Figure 2. Independent Origin and Convergent Parallel Evolution of Tumors in Patient 1.

Panel A shows coronal magnetic resonance imaging (MRI) of the right and left adrenal glands in Patient 1 (case number, PD36812), with large tumors indicated by white arrows. Panel B shows the phylogenetic origins of the right and left tumors in Patient 1. The patient inherited two pathogenic variants: a truncating missense variant in SMARCA4 from the father and a truncating frameshift CHEK2 variant from the mother.

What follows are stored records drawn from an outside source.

PR #924, opened 2026-01-12
improve performance of common annotation literals

Ladicek:
The `AnnotationLiteral` class provides reflective implementation of all useful methods: `annotationType()`, `equals()`, `hashCode()` and `toString()`. This implementation is generic, but also doesn't perform nearly as well as a direct implementation.

This commit provides direct implementation of these methods for all annotation literals that exist in this project. The new implementation is compatible with the old one in nearly all aspects, except:

- `equals()` for annotations that have members no longer checks for equality of `annotationType()`; instead, it uses `instanceof`
- return values of `toString()` may be slightly different, because they are aligned with the standard `Annotation.toString()` behavior (on JDK 17)

Note that for memberless annotations, `instanceof` is not used; the code still tests equality of `annotationType()`, similarly to how `AnnotationLiteral` works. This is because for memberless annotations, it is relatively common for `AnnotationLiteral` implementations that don't implement the annotation interface to exist, because they can easily be created as anonymous classes. It is technically possible to create an anonymous subclass for annotations with members, but the `AnnotationLiteral.getMembers()` method throws in such case, so the generic implementations are guaranteed to not work. Note that creating an `AnnotationLiteral` that doesn't implement the annotation interface breaks the `Annotation` contract and so should not be relied upon.

It would be posisble to break compatibility more (e.g. the new implementations no longer have to extend `AnnotationLiteral`), but this commit intentionally stays conservative.

### DIFF
--- a/api/src/main/java/jakarta/enterprise/context/ApplicationScoped.java
+++ b/api/src/main/java/jakarta/enterprise/context/ApplicationScoped.java
@@ -19,6 +19,7 @@ import static java.lang.annotation.ElementType.METHOD;
 import static java.lang.annotation.ElementType.TYPE;
 import static java.lang.annotation.RetentionPolicy.RUNTIME;
 
+import java.lang.annotation.Annotation;
 import java.lang.annotation.Documented;
 import java.lang.annotation.Inherited;
 import java.lang.annotation.Retention;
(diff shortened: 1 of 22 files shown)


Ladicek:
I'm proposing this because we (Quarkus) recently found that there's certain overhead in using the generic implementations. I'm fine with this being rejected -- we'll just carry over this patch ourselves. But I figured everyone could benefit :-)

Branches in black depict variants (labeled a through g) in the tumors that were shared with blood. The numbers of substitutions are annotated above the branch, and insertions or deletions (indels) are annotated below the branch. Panel C shows the variant allele frequency (VAF) of the seven mutations present in blood (labeled a through g, as in the phylogenetic tree). Panel D shows a phased copy-number plot of the left and right adrenal tumors. Breakpoints of structural variants are connected by solid lines. In the right tumor, the dense grouping of solid lines on chromosome 11 is the result of chromothripsis. Panel E shows the timing of the acquisition of copy-number gains from somatic mutations before and after duplication. Gains of maternal chromosomes (chr) are indicated in red and gains of paternal chromosomes in blue. Within each branch, asterisks highlight pairs of rearrangements that are unlikely to have occurred at different time points (P>0.05 by the Poisson test). LOH denotes loss of heterozygosity. Panel F shows the different breakpoints that underlie the loss of heterozygosity of chromosome 19 in the left and right tumors. Only the right tumor shows signs of chromothripsis. Translocations that mediate a loss of heterozygosity on chromosome 19p in the left and right tumors have different chromosomal partners and are located in different genomic positions, as indicated by the numbers below the breakpoints.